What is required:
A word-for-word repetition of the records beneath this task is the expected answer.

○ ○ ○ ○ ○ ○ ○

PR #2416, opened 2019-09-24
Fix(node) - updateWallet properly imports addresses

justinkook:
### Bug:

Address was not being set:
```
await WalletAddressStorage.collection.updateMany(
        { chain, network, wallet: wallet._id, address: { $in: addressBatch } },
        { $set: { processed: true } }
      );
```

### Solution:

Uses internal method updateWallet:
`await WalletAddressStorage.updateCoins({ wallet, addresses });`

**AddNewAddressesStream:**
https://github.com/bitpay/bitcore/blob/master/packages/bitcore-node/src/models/walletAddress.ts#L85

### DIFF
--- a/packages/bitcore-node/src/modules/ethereum/api/csp.ts
+++ b/packages/bitcore-node/src/modules/ethereum/api/csp.ts
@@ -15,7 +15,6 @@ import { EthListTransactionsStream } from './transform';
 import { ERC20Abi } from '../abi/erc20';
 import { Transaction } from 'web3/eth/types';
 import { EventLog } from 'web3/types';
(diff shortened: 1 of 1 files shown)


justinkook:
> Does this differ from the Internal state provider?
> If not we could remove this from the eth one

Yes, the internal one does not use EthTransactionStorage so it wont update Eth transactions

justinkook:
> Does this differ from the Internal state provider?
> If not we could remove this from the eth one

The only difference is that it uses EthTransactionStorage updateMany vs TransactionStorage updateMany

○ ○ ○ ○ ○ ○ ○

Response to this exercise:
PR #2416, opened 2019-09-24
Fix(node) - updateWallet properly imports addresses

justinkook:
### Bug:

Address was not being set:
```
await WalletAddressStorage.collection.updateMany(
        { chain, network, wallet: wallet._id, address: { $in: addressBatch } },
        { $set: { processed: true } }
      );
```

### Solution:

Uses internal method updateWallet:
`await WalletAddressStorage.updateCoins({ wallet, addresses });`

**AddNewAddressesStream:**
https://github.com/bitpay/bitcore/blob/master/packages/bitcore-node/src/models/walletAddress.ts#L85

### DIFF
--- a/packages/bitcore-node/src/modules/ethereum/api/csp.ts
+++ b/packages/bitcore-node/src/modules/ethereum/api/csp.ts
@@ -15,7 +15,6 @@ import { EthListTransactionsStream } from './transform';
 import { ERC20Abi } from '../abi/erc20';
 import { Transaction } from 'web3/eth/types';
 import { EventLog } from 'web3/types';
(diff shortened: 1 of 1 files shown)


justinkook:
> Does this differ from the Internal state provider?
> If not we could remove this from the eth one

Yes, the internal one does not use EthTransactionStorage so it wont update Eth transactions

justinkook:
> Does this differ from the Internal state provider?
> If not we could remove this from the eth one

The only difference is that it uses EthTransactionStorage updateMany vs TransactionStorage updateMany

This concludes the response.